Little Languages Commentary

Summary

This document contains some comments on the various parts of the assignment. There are no new requirements in this document, only additional information for those who are interested.

Commentary on the phrase “Little Languages”

The term “little languages” comes from the title of an article, published in 1986 and written by Jon Bentley. The article describes the benefits of what we now call “domain-specific languages (DSLs)”, which are languages designed to do a specific task. You might have heard of SQL, Matlab, LaTeX, etc., all of which are DSLs. The article talks about a PIC language used for drawing diagrams, which will be the focus of our next two assignments.

Commentary on Random Art

Viewing pictures

If you use Visual Studio Code with RemoteSSH, you can open an image file in Visual Studio by clicking on the name in the folder.

If you are using ssh to connect to knuth, you’ll want to install XWindows on your machine. To get X-Windows on Mac OS, install XQuartz. On Windows, install Xming.

Once you have X-Windows installed, use the -Y flag when sshing: ssh -Y <username>@knuth.cs.hmc.edu. Once logged in, you can use eog *.png to get a graphical display, perhaps with the image gallery menu option enabled if you have a lot of pictures to look at. (xzgv is another image viewer.)

If you are running your code on a CS Lab Mac, you can just do open . to open the current directory in the Finder. You could also do open *.png to load the pictures into Preview.app each time you have something new. And if it’s your own machine, you may have other alternatives.

Alternative color scheme

One issue with the color art made by the doColor function is that it overlays three completely independent images, a red one, a green one, and a blue one that are unlikely to have any connection to each other. Often the resulting art lacks cohesion.

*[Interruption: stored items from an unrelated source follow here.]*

PR #11551, opened 2026-01-17
Some Facehugger changes, and base carrier hugger rebalancing

Nihisohel:
# About the pull request
image

Title

This PR reduces the range of facehuggers from 3 tiles to 1, but in exchange, lets them activate quicker, from a minimum of 5 seconds to a max of 15 seconds, to 3.5 seconds and 7 seconds.

Additionally, dropping facehuggers, or throwing facehuggers normally now imposes a 2.5 second cooldown on the alien to prevent spam

Lets be real, nobody likes it when a carrier stacks ten thousand huggers behind a door while you are breaking down as a marine, only to be hugged maybe almost immediately once those huggers get activated if the carrier isnt completely unlucky

While carriers are somewhat underpowered, that shouldnt change the fact that they do have round ending, if at least round ruining capabilities arguably worse than any caste in comparison, and spamming facehuggers everywhere by bypassing the throw delay that the throw hugger ability had by dropping facehuggers is not good for balance and bypasses the intent of the ability. Even if it meant they still took a long time to activate, it can still effectively change the tide of a round during a queen screech, denying a push with drop spamming in complete darkness, or guaranteeing the carriers survival during an escape (although I have no problems with the latter particularly)

With that said, this PR isn't all bad news, and also increases the viability (if ever) of facehugger throwing ability for carriers, allowing them to throw farther and faster, which should be interesting to play with the value changes on AI huggers.

Check the changelog for a complete overview.

Don't really need a video for this, but a TM would be appreciated

# Changelog
:cl:
balance: Huggers get activated sooner now, from a minimum of 5 seconds to a max of 15 seconds, to 3.5 seconds and 7 seconds. They still have an average lifespan of 30 seconds after activation, though
balance: Huggers can only hug the person next to them rather from 3 tiles away
balance: Huggers now have 5 tries to jump at someone, from only having 2 tries
balance: All xenos now have a cooldown on dropping or throwing facehuggers
balance: Carriers can now throw their stored facehuggers farther with their throw facehugger ability, from a range of 3 tiles to 6 tiles, nearly screenwide
balance: Carrier facehugger throwing is much faster, from 2 seconds to 5 deciseconds, much faster than the standard xeno cooldown
balance: Carrier facehugger retrieval from their storage now has a 5 decisecond cooldown, matching their throw cooldown
code: Facehugger throw range is no longer hardcoded to 1, but its range switches to 1 if the mob is a xenomorph. You can now throw dead facehuggers at your friends, rather than it landing pathetically next to you
code: Kills some single letter variables in facehugger and carrier.dm
refactor: Refactors carrier throw facehugger code a bit slightly
refactor: Some minor reorganization of files for cleanliness
del: Removes some defunct and unused variables
/:cl:


DangerRevolution:
> Increases the viability (if ever) of facehugger throwing ability for carriers, allowing them to throw farther and faster, which should be interesting to play with the value changes on AI huggers.

To make this true: can there be some sort of bonus for direct hitting Marines with a Hugger ala TGMC? 

Otherwise this is just a blanket nerf to any gameplay with Huggers outside of trapping, given if you hit any movement key you're now out of leap range for the Hugger despite the lower hugger timers.

cm13-github:

Solid-Fury:
A few issues with this PR.

1. The "hugger" method used is extremely hugger economy intensive and often rarely works, unless someone over extends or they synergise with a boiler for neuromas to hide the huggers (and even then it's still rather low chance especially at front due to blindfire and SGers), and could be a quick fix to have huggers die in gas
2. The "mass dropping" method mentioned really pretty useless and it used nearly exclusively as "panic dropping" (Using them to try incentivise someone not to shoot at you/let hugger take the hit) or when queen screeches (Which the activation time makes them non-viable due to marines usually shooting the hugger, one SGer for example can clear every hugger in a matter of moments.
3.  The comment on carriers being underpowered, yet have the ability, in extremely niche situations to be "round ending" with the dropped hugger method (and its low probability) can only be achieved IF the marine is overextended and assaulting, or completely alone and chasing. Two very specific scenarios. This is something that requires specific behaviour from the opponent, meaning counterplay is there. Removing this due to its very niche situation is akin to saying lurker pounce, warrior grab, prae hook and queen screech should be removed, despite this being less applicable situations overall. 
4. Removal of carrier feature/skill ceiling with no feature replacement.  Historically, carrier has been nerfed directly and indirectly, with little to no buffs. This follows the same pattern, although this does at least attempt to mitigate the impact.
5. **Potentially one of the most important** - The mitigation of the debuff may cause more frustration to the marines. I believe that the change could result in the carrier becoming a "Screech slave" and just using huggers just before or during a screech, allowing infestation of multiple marines with little to no counterplay. This could make the specific situation much worse, (and carrier less enjoyable) by making them able to capture on mass during a screech. Basically, this may remove the skill ceiling for carriers while also increasing their base strength sizeably with queen in play, similar to the old "SHAMAN" strain of Carrier.
6. There is potential for work arounds with this code, which I won't mention here incase it is merged.

Ultimately, I do think this is largely a non-issue and a reactionary response (other than the boiler cloud hiding it), predators very quickly adapted to this technique to prevent captures after a month or two of it being used, and I've personally recognised marines learning too.

De-D3:
Let's face it, this is getting nerfed because of me. You are nerfing a caste because of how one singular person plays it and maybe a couple others trying to do the same. The precision and timing it takes to properly conceal and prime huggers in the dark (although most marines can see them anyway) is overlooked. Sometimes when marines have a high amount of momentum this is the ONLY way I can manage to capture marines because they are fool-hardy enough to charge without concern. This caste has one of the best ways to punish careless fragout mentality that has been instilled and rewarded in Marine play.

What you're basically saying here is that you want marines to not have to be as concerned about their surroundings. You want to reward blind fool-hardy behavior by removing one of the ONLY ways an experienced Xeno player has to punish that type of gun-ho mentality. It's not the first time. This is a continuous cycle of xenos taking something mediocre and turning it into something great with practice, precision and in this case strategy because yes, letting myself get to low health only to have huggers hidden around a corner while a marine blindly charges after me is a risk vs reward strategy. (It's not even guaranteed the huggers wont just watch me die) You want to remove this to save the marine players feelings. You are concerned about the marine players having fun but have 0 concern whatsoever about carrier players and the sad state the caste was in before I started developing this strategy. 

This is ludicrous - outrageously and obvious bias decision making. You are gutting this caste completely to do nothing but set obvious, rinse and repeat traps in the same locations every round. This is ridiculous. But to be quite frank, I saw it coming as soon as marines refuse to adapt to something and complain about it... you just remove it. It's extremely on brand and is trivially sabotaging the state of the game one update at a time. When you say "nobody likes it" well yeah, obviously if nobody = Marines and what you're referring to "not liking" is being punished for careless behavior. Sure nobody likes it. Remove CAS because when I stand in it, I die. And nobody likes that.

You say carriers are "underpowered" but have "potential to be round changing" is just a reflection of the skill ceiling it takes to even employ this strategy. A SADAR can be round changing. A scout can be round changing. A GL can be round changing. But do you just remove the things that make them round changing? Why do xeno castes get gutted when they match that type of energy?

EDIT: And as another tip, staying stocked enough on huggers to even utilize this as effectively as the OP claims it is- is almost impossible. Running back and forth to egg morphers and even the hive to do an egg run is how a carrier who employs this type of gameplay spends half of their round and as marines have become more savvy to this playstyle, the less effective it becomes and 16 huggers is lucky to result in 2 caps. THIS is what you deem to just be groundbreaking. Marines have several buttons to push to alter the entire tide of a battle but THIS is what gets nerfed. You aren't even trying to hide it anymore, at least that in itself is somewhat admirable. We see you.

Mister-moon1:
PR feedback is around the corner son

Nihisohel:
lol

cm13-github:

Git-Nivrak (approved):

An alternative way of generating color images is doColorAlt, which you can use like so:

    sequence_ [doColorAlt 300 s d1 d2 | s <- [100..120], d1 <- [5..8], d2 <- [1..3]]

The alternative scheme generates two functions of depth d1 which we can call $P(x,y)$ and $Q(x,y)$, which calculate intermediate values (p,q) for each (x,y), and then feed those in to three simpler mixing color functions, $R(p,q)$, $G(p,q)$, $B(p,q)$.

You don’t have to use doColorAlt at all, but feel free to try it out and see if you like its output better.

Is `build` “interesting”?

Your implementation of build should produce values in the range $[-1.0,1.0]$. Additionally, it should produce random expressions whose depths tend to approach that of the maximum-depth bound, without ever exceeding that bound.

For the build function, the autograder will do something similar to this:

    build: structure
    ================
    Seeds 1..30 build 30 different depth-10 trees --> True +6 points
    Avg. depth >= 2/3 maximum --> True +4 points
    Obeys maximum depth bound --> True +2 points
    Nearly obeys maximum depth bound --> True +3 points
    Expressions produce values in range [-1.0,1.0] --> True +3 points

Additional Testing

Testing pictures is a bit tricky, and we can’t easily provide a test suite because you’re going to add to the abstract syntax tree (so the test cases will necessarily be incomplete).

However, we have provided a few additional testing tools, that let you visualize your expressions. You can also always test things by generating pictures and looking at them.

Visualization by plotting

To understand (and possibly debug) your expressions, try running some of these functions:

    plotOneArg SinPi
    plotTwoArg Avg

then examine the resulting PNG files in your favorite image viewer. There is also a plotThreeArg function, but currently no such operations exist in the Exp type.

Visualization by histogram

You can also visualize an expression as a histogram, where the histogram is the result of evaluation, multiplied by 10 and truncated to be an integer.

For example, try running

    histoOneArg SinPi

The histogram rounds away from zero, so only exactly zero matches zero. If the histogram shows values for <<< or >>> it means your function returns out-of-range values (that’s bad!).

If some output values (other than perhaps zero) never appear in your function, it may be that your function has a design flaw.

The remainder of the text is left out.